**The problem**
All entries below are to be copied precisely as they appear.

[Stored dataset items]
PR #14, opened 2018-05-08
Record checker formatting

ocsw:
More formatting consistency, also rename a variable that says IP but is actually arbitrary DNS data.

Fixes #

**Release note**:

```release-note

```

### DIFF
--- a/gordon/record_checker.py
+++ b/gordon/record_checker.py
@@ -27,41 +27,40 @@ from gordon import exceptions
 class RecordChecker(object):
 
     def __init__(self, dns_ip):
-        """Setup RecordChecker object
+        """Setup RecordChecker object.
 
         Args:
-            dns_ip: DNS ip server to query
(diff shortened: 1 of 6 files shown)


ocsw:
Honestly, these test shouldn't be testing exact output, it's super fragile.  But anyway should be ok now.

gordon/record_checker.py
```diff
@@ -27,41 +27,40 @@
...
         """
         return record.values()
 
     async def check_record(self, record, timeout=60):
         """Measures the time for a DNS record to become available.
 
-        Query a provided DNS server multiple time until
+        Query a provided DNS server multiple times until
             the reply matches the information in the
             record or until timeout is reached.
```
descent3me: while you're at it, do you want to fix this indentation? i believe it's also incorrect.

ocsw:
Moved to **https://github.com/spotify/gordon/pull/15** because of problems with git.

**Written solution**
PR #14, opened 2018-05-08
Record checker formatting

ocsw:
More formatting consistency, also rename a variable that says IP but is actually arbitrary DNS data.

Fixes #

**Release note**:

```release-note

```

### DIFF
--- a/gordon/record_checker.py
+++ b/gordon/record_checker.py
@@ -27,41 +27,40 @@ from gordon import exceptions
 class RecordChecker(object):
 
     def __init__(self, dns_ip):
-        """Setup RecordChecker object
+        """Setup RecordChecker object.
 
         Args:
-            dns_ip: DNS ip server to query
(diff shortened: 1 of 6 files shown)


ocsw:
Honestly, these test shouldn't be testing exact output, it's super fragile.  But anyway should be ok now.

gordon/record_checker.py
```diff
@@ -27,41 +27,40 @@
...
         """
         return record.values()
 
     async def check_record(self, record, timeout=60):
         """Measures the time for a DNS record to become available.
 
-        Query a provided DNS server multiple time until
+        Query a provided DNS server multiple times until
             the reply matches the information in the
             record or until timeout is reached.
```
descent3me: while you're at it, do you want to fix this indentation? i believe it's also incorrect.

ocsw:
Moved to **https://github.com/spotify/gordon/pull/15** because of problems with git.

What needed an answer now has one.